A problem with shared hosting environments is resource usage management on the physical server itself and the various logical servers it supports. Several instances of seemingly independent servers sharing physical resources, each being independently configured and managed by different users, can be a recipe for disaster or poor performance at the very least.
Most Virtual Shared Servers Exist at 3 Levels:
1. The Host or Node is a Linux implementation on the physical server. It defines the virtual server environment and provides resource management services;
2. The Guests. Each Guest has an OS hosting a virtual server; and
3. Virtual Servers themselves, sometimes called domains.
Each virtual server exists in its own virtual space, managing its own resources. The Host carries out resource management of the physical server itself.

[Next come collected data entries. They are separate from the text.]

PR #6064, opened 2025-05-29
Social link icon filter

AntonKhorev:
This is how some social link icons look on profile pages in Firefox:
image

For comparison in Chrome they look like this:
image

The icons are supposed to be grayscale, which is achieved by applying `<feColorMatrix>` filter to the entire `<svg>`. Firefox doesn't like that, maybe because `filter="url(#grayscale)"` references something inside the svg. Anyway there's a simpler way to define this filter without using `url`.

If icons are kept with colors, the dark mode filter would have to be changed because currently the icons look like this:
image

This PR replaces filter attributes with `filter="grayscale(100%) brightness(65%)"` and removes `<feColorMatrix>`. For OpenGeoFiction icon it sets colors directly.

After in Firefox:
image image

### DIFF
--- a/app/assets/images/social_link_icons/ogf.svg
+++ b/app/assets/images/social_link_icons/ogf.svg
@@ -1,20 +1,12 @@
 <!-- https://en.namu.wiki/w/%EC%98%A4%ED%94%88%EC%A7%80%EC%98%A4%ED%94%BD%EC%85%98 -->
-<svg xmlns="http://www.w3.org/2000/svg" width="16" height="16" viewBox="0 0 107.43229 100.52796"  filter="url(#grayscale)">
-  <defs>
-    <filter id="grayscale">
-      <feColorMatrix type="matrix" values="0.13 0.13 0.13 0 0
-                                           0.15 0.15 0.15 0 0
-                                           0.16 0.16 0.16 0 0
-                                           0 0 0 1 0"/>
-    </filter>
-  </defs>
+<svg xmlns="http://www.w3.org/2000/svg" width="16" height="16" viewBox="0 0 107.43229 100.52796">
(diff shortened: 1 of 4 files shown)


hlfan:
The OGF icon doesn't even need a filter:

Managing resources and ensuring that one Guest does not monopolize the physical server is vital in ensuring acceptable performance for all domains. As noted above, where you have different management teams with different objectives, ensuring their Guest’s maximum performance can lead to conflict.
One common problem and one that leads to poor performance is resource over allocation. Over allocation happens when the accumulated resource requests from each Guest on the Host exceed the physical capabilities of the Host.
One performance area needing careful attention is that of hard drive performance. Web-based systems tend to be more disk intensive than processor-intensive in operation, and poor HDD performance can seriously degrade overall performance and responsiveness.
HDD versus SDD – What is The Difference?
HDD technology has been around for a long time. It uses physical disk platters and a mobile read-write head to read and record data. An HDD may have many platters and may use only one or both sides of a platter. Reading and writing heads put on and take off data using a stepping motor driving a read/write unit across the platter in small increments.
The key determinant for an HDD is the disk rotation speed. Usually, the read/write heads only move linearly in and out. They must wait for the correct bit of disk to present itself under the head. The faster the rotation, the shorter the time to wait.
Another key determinant is the disk transfer speed. The faster data can be read or written, the better the disk performance.
An SSD is very similar to a flash drive. It uses the same instantly accessible physical memory chips and because it has no moving parts and does not need to wait for a platter to rotate, it is a lot faster in operation. In raw speed terms, SSD drives can be as much as 10 times the HDD speed, but that depends on the SSD and the connection type.
One thing to check is the connection on the server motherboard:
1. SATA II – never.
2. SATA III. A SATA III connection means that you unplug the HDD and plug the SSD into the same connection. SATA III has a maximum transfer rate of 600MB/s, so, as is likely, your SSD has a higher rate, you are restricting the performance improvement you could be getting.
3. PCIe connection. Many motherboards have a PCIe slot that could support an SSD at a high transfer rate. However, they often already have a graphics or sound card installed, which prevents you from using it.
4. M.2 Connection. The newest motherboards, both laptop and desktop, have an M.2 port. M.2 SSDs also tend to be smaller.
In terms of capacity, HDD still offers the largest storage capacities in a single unit. SSDs are catching up, now reaching Terabyte capacities, but at a prohibitively high price.
In summary, SDD technology beats HDD hands down. No moving parts to fail, and because it is a newer technology, a faster data transfer rate. On the other hand, SSD is more expensive.
How Will SSD Help With Shared SASD Hosting?
As we discussed above, disk speed can have a significant impact on server performance. Because they are faster and more reliable, SSD units provide better overall performance and service levels. For Managed Service Providers like HostSailor, having an SSD server option can ensure clients get more bangs for their bucks.
A compromise to take advantage of SSD performance but avoid the cost barrier as storage sizes increase is to use an SSD for the OS, programs, and essential data. Other files that aren’t critical can be stored on an HDD.
If you have space issues in your server, an alternative is to look at SSHDs, a combination of SSD and HDD technologies. They have the speed of SSDs and the capacity of HDDs.